How to distribute secret keys securely is the most difficult problem for conventional encryption. This problem is wiped away with public-key encryption by the simple fact that the private key is never distributed. If Bob wants to correspond with Alice and other people, he generates a single pair of keys, one private and one public. He keeps the private key secure and broadcasts the public key to all and sundry. If Alice does the same, then Bob has Alice's public key, Alice has Bob's public key, and they can now communicate securely.

It is only fair to point out, however, that we have replaced one problem with another. Bob's private key is secure since he need never reveal it. However, Alice must be sure that the public key with Bob's name written all over it is in fact Bob's public key. Someone else could have broadcast a public key and said it was Bob's. We explore a number of ways to overcome this problem when we discuss PGP in the following chapters.

 

AUTHENTICATION OR MESSAGE SIGNATURE

Suppose that Bob and Alice share a secret key for conventional encryption and that Alice receives an encrypted message that is allegedly from Bob. Alice decrypts the message and recovers intelligible plaintext. Conclusion: This is a genuine message from Bob, since Bob is the only person other than Alice who knows the shared secret key.

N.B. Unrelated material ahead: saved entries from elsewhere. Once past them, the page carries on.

Issue #38, opened 2016-09-03
Add snooze/ignore/archive buttons to each task


cheshire137:
So I can snooze/ignore/archive a task with one click instead of two (select, click a button), it would be nice to have a snooze/ignore/archive button on each task list item. Could use an icon/emoji to represent each action.

😴 = snooze

📥 = archive

❌ = ignore

cheshire137:
I think this would get a little unwieldy. I think adding #39 instead will be sufficient.

Issue #36, opened 2016-09-03
Fix imported LESS not rebuilding when it's changed


cheshire137:
This is dependent on https://github.com/electron/electron-compile/issues/27 so will probably require a version bump in package.json to fix.

PR #71, opened 2016-09-15
Add tabbed navigation

summasmiff:
Creates a primary tabbed navigation for the app.
Adds a secondary navigation for certain screens if they need additional functionality. 

~~Everything is working fine, but I want to refactor the main render function in App.jsx to reduce some of the duplication.~~ Done!

~~Needs some tests~~ Done!
screen shot 2016-09-22 at 3 16 19 pm

### DIFF
--- a/src/components/App/App.jsx
+++ b/src/components/App/App.jsx
@@ -52,6 +52,51 @@ class App extends React.Component {
     })
   }
 
+  getViewContents() {
+    switch (this.state.view) {
+      case 'tasks': return (
+        <TaskList
+          addFilter={() => this.showNewFilterForm()}
+          changeFilter={key => this.loadFilter(key)}
+          manageFilters={() => this.manageFilters()}
+          user={this.state.user}
+          showAuth={() => this.showAuth()}
+        />)
+      case 'filters': return (
+        <FilterList
+          filters={this.state.filters}
+          delete={key => this.deleteFilter(key)}
+          edit={key => this.editFilter(key)}
+          addFilter={() => this.showNewFilterForm()}
+          cancel={() => this.showTaskList()}
+        />)
+      case 'edit-filter': return (
+        <EditFilter
+          filter={this.state.filter}
+          save={() => this.savedFilter()}
+          addFilter={() => this.showNewFilterForm()}
+          cancel={() => this.manageFilters()}
+          delete={key => this.deleteFilter(key)}
+        />)
+      case 'about': return (
+        <About cancel={() => this.showTaskList()} />)
+      case 'new-filter': return (
+        <NewFilter
+          save={() => this.savedFilter()}
+          cancel={() => this.showTaskList()}
+          manageFilters={() => this.manageFilters()}
+        />)
+      // Auth is default to ensure token
+      default: return (
+        <Auth
+          done={user => this.finishedWithAuth(user)}
+          isAuthenticated={GitHubAuth.isAuthenticated()}
+          user={this.state.user}
+        />
+      )
+    }
+  }
+
   showAbout() {
     ipcRenderer.send('title', 'About')
     this.changeView('about')
@@ -132,51 +177,6 @@ class App extends React.Component {
   finishedWithAuth(user) {
     this.onUserLoad(user)
     this.showTaskList()
-  }
-
-  getViewContents() {
-    switch (this.state.view) {
-      case 'tasks': return (
-        <TaskList
-          addFilter={() => this.showNewFilterForm()}
-          changeFilter={key => this.loadFilter(key)}
-          manageFilters={() => this.manageFilters()}
-          user={this.state.user}
-          showAuth={() => this.showAuth()}
-        />)
-      case 'filters': return (
-        <FilterList
-          filters={this.state.filters}
-          delete={key => this.deleteFilter(key)}
-          edit={key => this.editFilter(key)}
-          addFilter={() => this.showNewFilterForm()}
-          cancel={() => this.showTaskList()}
-        />)
-      case 'edit-filter': return (
-        <EditFilter
-          filter={this.state.filter}
-          save={() => this.savedFilter()}
-          addFilter={() => this.showNewFilterForm()}
-          cancel={() => this.manageFilters()}
-          delete={key => this.deleteFilter(key)}
-        />)
-      case 'about': return (
-        <About cancel={() => this.showTaskList()} />)
-      case 'new-filter': return (
-        <NewFilter
-          save={() => this.savedFilter()}
-          cancel={() => this.showTaskList()}
-          manageFilters={() => this.manageFilters()}
-        />)
-      // Auth is default to ensure token
-      default: return (
-        <Auth
-          done={user => this.finishedWithAuth(user)}
-          isAuthenticated={GitHubAuth.isAuthenticated()}
-          user={this.state.user}
-        />
-      )
-    }
   }
 
   render() {
--- a/src/components/App/App.jsx
+++ b/src/components/App/App.jsx
@@ -9,6 +9,7 @@ const AppMenu = require('../../models/AppMenu')
 const GitHubAuth = require('../../models/GitHubAuth')
 const LastFilter = require('../../models/LastFilter')
 
+const TabbedNav = require('../TabbedNav')
 const TaskList = require('../TaskList')
 const FilterList = require('../FilterList')
 const NewFilter = require('../NewFilter')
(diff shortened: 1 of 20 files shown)


cheshire137:
So excite! 😄 How do you foresee this incorporating #68? Viewing your hidden tasks doesn't seem a primary thing users will want to do, it's more for when you accidentally click the wrong thing and want to restore something. So it needs to be accessible but not prominently.

Figuring out a good way to get at your hidden tasks when both branches land can come in a followup branch, it doesn't have to happen in here before this lands.

src/components/App/App.jsx
```diff
@@ -134,66 +180,17 @@ class App extends React.Component {
...
-    }
-
-    if (this.state.view === 'tasks') {
-      return (
-        <TaskList
-          addFilter={() => this.showNewFilterForm()}
-          changeFilter={key => this.loadFilter(key)}
+    return (
+      <div>
+        <TabbedNav
```
cheshire137, line 202: Sweet Baby Ray's... ❤️

src/components/App/App.less
```diff
@@ -8,22 +8,31 @@
 @import "../TaskList/TaskList.less";
 @import "../TaskListItem/TaskListItem.less";
 @import "../Auth/Auth.less";
+@import "../TabbedNav/TabbedNav.less";
 
 body {
-  background-color: #fff;
+  background-color: white;
```
cheshire137: Lol I can tell you've been working around #36.

src/components/App/App.less
```diff
@@ -8,22 +8,31 @@
...
   border-bottom: 1px solid rgba(211, 214, 219, 0.5);
 
-  .button.is-link {
+  .button.is-link, .label {
     text-decoration: none;
   }
 }
+
+nav#tabbed-nav {
+  margin-bottom: 0 !important;
```
cheshire137: Kind of a CSS code smell to see `!important`. Can you more specifically target the element to avoid this? Or maybe you're having to use this to work around an `!important` in the Bulma framework.

src/components/EditFilter/EditFilter.less
```diff
@@ -7,5 +7,5 @@
 }
 
 .edit-filter-container {
-  padding: 0 20px 20px 20px;
+  padding: 10px 20px 20px 20px;
```
cheshire137: Doesn't have to happen in this branch, but we use this 10/20/20/20 in enough views we could pull it into a common class to apply to each of those elements.

src/components/FilterListItem/FilterListItem.jsx
```diff
@@ -21,15 +21,15 @@ class FilterListItem extends React.Component {
               className="button is-link"
               title="Edit filter"
             >
-              <span className="octicon octicon-pencil"></span>
+              ✏️
```
cheshire137, line 24: Oh duh. It hadn't occurred to me that we use native emoji for icons in some places and Octicons in others.

I think the Octicons still make sense for GitHub-specific stuff, but I like using the native emoji for these general icons.

src/components/FilterListItem/FilterListItem.jsx
```diff
@@ -21,15 +21,15 @@ class FilterListItem extends React.Component {
...
             </button>
             <button
               onClick={() => this.props.delete(this.props.filter)}
               type="button"
               className="button is-link"
               title="Delete filter"
             >
-              <span className="octicon octicon-trashcan"></span>
+              ❌
```
cheshire137, line 32: Watch it: I think this is the emoji used for 'ignore' on the main screen. I don't necessarily like it for ignore, but I think they should be different for delete v. ignore.

src/components/TabbedNav/TabbedNav.jsx
```diff
@@ -0,0 +1,42 @@
+const React = require('react')
+const hookUpStickyNav = require('../hookUpStickyNav')
+
+class TabbedNav extends React.Component {
+  render() {
+    return (
+      <nav id="tabbed-nav" className="top-nav nav tabs is-toggle is-fullwidth">
+        <ul>
+          <li className={this.props.active === 'tasks' ? 'is-active' : ''}>
+            <a onClick={this.props.showTasks}>
```
cheshire137: Since there's no `href` necessary, I'd use `<button type="button"` for these.

src/components/TabbedNav/TabbedNav.less
```diff
@@ -0,0 +1,5 @@
+.tab {
+  padding-right: 5px;
+}
+
+
```
cheshire137: 💀

src/components/App/App.less
summasmiff: Yes, this was to work around Bulma. I may be able to remove this, I think I found a specific enough selector to not need it anymore.

src/components/FilterListItem/FilterListItem.jsx
summasmiff: Since this is GitHub specific app, it might be best to use Octicons for everything

src/components/FilterListItem/FilterListItem.jsx
summasmiff: It is, but I prefer an 'X' for delete rather than ignore...which raises a bigger question to me...what is the difference between snooze and ignore?

cheshire137: Snooze = hide this task for 24 hours. Ignore = never show me this task again.

summasmiff:
Re: #68, I think we can replace the "With selected: Snooze \* Archive \* Delete" with the "View: Snoozed \* Archived \* Deleted" after we move the snooze / archive / delete to be inline with notifications ( #38 ).

Ideally, the secondary nav should be for operations that aren't specific to any singular item but are sort of general to the current page, eg, add a new filter to the FilterList. Individual operations should all be inline with the item they affect.

src/components/FilterListItem/FilterListItem.jsx
summasmiff: Re: wanting ignore vs. delete to be different icons - I think in the context of this app, they are basically the same functionality - "I don't want to see this in my list". The notifications are from GitHub, so we don't want to delete them outright, but the only real difference is that a filter can't be un-deleted. 

so... unless there's a stronger icon than X, we should reserve X for things that are permanent. Archiving is a less permanent decision, so its icon should be less severe. Ideas for that icon?

src/main.js
```diff
@@ -22,7 +22,7 @@ function createWindow() {
   })
   mainWindow.loadURL(`file://${__dirname}/index.html`)
 
-  // mainWindow.webContents.openDevTools()
+  mainWindow.webContents.openDevTools()
```
summasmiff: whoops, this wasn't supposed to be here

src/components/TabbedNav/TabbedNav.jsx
summasmiff: I disagree - switching it to a button adds a lot of button styling I would have to override, only to make it more semantically correct. Using a `href`-less `<a>` is not ideal, but it works without outside modification.

cheshire137: Look again, your button is now `is-link`! 💎  See http://bulma.io/documentation/elements/button/ for the `is-link` class Bulma provides for buttons. I think using `button is-link` together on a button here would make it look basically right.

summasmiff:
Hey @cheshire137 : any thoughts about the use of the 'X' button? I think I've addressed the rest of your comments!

src/components/FilterListItem/FilterListItem.jsx
cheshire137: Maybe 🗑 for delete?

summasmiff: Doesn't look like it has universal support...
screen shot 2016-09-21 at 4 04 27 pm

cheshire137: Haha okay clearly not that emoji if it's not part of the standard set. I'm in El Capitan and that shows up as a trash can for me:

screen shot 2016-09-21 at 6 21 48 pm

Keep this X for now!

cheshire137:
Ooh now you got conflicts, son. Sorry about the merge!

summasmiff:
Do we want to call them "Notifications" or "Tasks"?

cheshire137:
User-facing I think they should always be tasks. In the code, some things are notifications because they come from the GitHub notifications API. Most of the data is coming from the issues API and they aren't actual notifications, they're just issues and PRs that the user is searching for via their filters. But many of these issues/PRs are tied to open notifications on GitHub for the user, so we mark those notifications as read, if they exist, once the user archives/ignores/snoozes a task.

summasmiff:
Cool. Updating this to use the "task" nomenclature in the UI exclusively.

src/components/EditFilter/EditFilter.less
summasmiff: Now you can use `.view-container` for this formatting!

src/components/App/App.jsx
```diff
@@ -55,6 +56,57 @@ class App extends React.Component {
     })
   }
 
+  getViewContents() {
+    switch (this.state.view) {
+      case 'tasks': return (
+        <TaskList
```
cheshire137, line 62: Seeing all these components listed closely like this will help with refactoring later. I think it'd be nice to reduce the duplication between method handlers passed to each component, like addFilter and manageFilters.

src/components/App/App.jsx
```diff
@@ -90,14 +142,14 @@ class App extends React.Component {
   }
 
   savedFilter() {
-    ipcRenderer.send('title', 'Notifications')
+    ipcRenderer.send('title', 'Tasks')
```
cheshire137, line 145: It'd be cool if we had changeView set the title based on the view to be displayed. That can come in the future, though.

src/components/TabbedNav/TabbedNav.jsx
```diff
@@ -0,0 +1,42 @@
+const React = require('react')
+const hookUpStickyNav = require('../hookUpStickyNav')
+
+class TabbedNav extends React.Component {
+  render() {
+    return (
+      <nav id="tabbed-nav" className="top-nav nav tabs is-toggle is-fullwidth">
+        <ul>
+          <li className={this.props.active === 'tasks' ? 'is-active' : ''}>
```
cheshire137, line 9: Could do `const { active } = this.props` just above the `return` on line 6, to shorten these lines.

src/components/TabbedNav/TabbedNav.jsx
```diff
@@ -0,0 +1,42 @@
...
+              <span>Tasks</span>
+            </a>
+          </li>
+          <li className={this.props.active === 'filters' ? 'is-active' : ''}>
+            <a id="filters-link" onClick={this.props.manageFilters}>
+              <span className="tab octicon octicon-beaker"></span><span>Filters</span>
+            </a>
+          </li>
+          <li className={this.props.active === 'auth' ? 'is-active' : ''}>
+            {typeof this.props.user === 'object' ? (
```
cheshire137, line 21: Could this `typeof` check be moved outside the `<li` so that the list item is only included if we do have a user? That might screw up the appearance. Just thinking we don't need an empty li sitting around.

test/components/AppTest.js
```diff
@@ -39,6 +39,12 @@ describe('App', () => {
       assert(ReactDOM.findDOMNode(appComponent))
     })
 
+    it('has a tabbed nav', () => {
+      const appComponent = renderPage(store)
+      const app = ReactDOM.findDOMNode(appComponent)
+      assert(app.querySelectorAll('tabbed-nav'))
```
cheshire137: This doesn't look right. I think you mean `assert(app.querySelector('.tabbed-nav'))` or even `assert.equal(1, app.querySelectorAll('.tabbed-nav').length)`.

test/components/TabbedNavTest.js
```diff
@@ -0,0 +1,24 @@
...
+    const component = TestUtils.renderIntoDocument(<TabbedNav />)
+    renderedDOM = () => ReactDOM.findDOMNode(component)
+  })
+
+  it('has three links', () => {
+    const notificationsLink = renderedDOM().querySelectorAll('notifications-link')
+    const filtersLink = renderedDOM().querySelectorAll('filters-link')
+    const authLink = renderedDOM().querySelectorAll('auth-link')
+
+    assert(notificationsLink)
```
cheshire137: Same problem as my comment above. `querySelectorAll` returns an array, and an empty array is always truthy. You're going to get nothing but empty arrays back when your selector is `'auth-link'`, for example, because that's not a CSS selector. I think you want `.auth-link` to find the element with that class, or `#auth-link` to find the element with that ID.

screen shot 2016-09-22 at 2 37 53 pm

I'd use `querySelector` which will return the first matching element or null, and a null is not truthy so the `assert` will fail as desired.

test/components/AppTest.js
summasmiff: I meant `querySelector`. My bad!

cheshire137:
I updated your tests! 🙆

cheshire137:
In we gooooo! Thanks! 😀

One weak spot in this arrangement is that Bob can send Alice a message and later deny it. What would be the point? Well, suppose Bob is an investor and Alice a broker. On Monday Bob sends Alice a message with instructions to buy a thousand shares of Speculative Unlimited. On Tuesday the stock drops 10 points on bad news. On Wednesday Bob gets a written confirmation of the Monday trade and promptly denies that he ever gave such instructions. Can Alice prove otherwise? No, because Alice could have easily generated the buy order, encrypted it with the key she shares with Bob, and then decrypted her own message!

Public-key encryption solves this problem. This time, let us say Bob sends a message to Alice encrypted with his private key. Alice decrypts the message, using Bob's public key, but also retains the encrypted version. If Bob later denies he sent the message, all Alice has to do is present a judge or other arbitrator with the ciphertext, the plaintext, and Bob's public key. The arbitrator can confirm that the ciphertext translates into the plaintext in question with Bob's public key, and that the ciphertext must therefore have been created by Bob with his private key.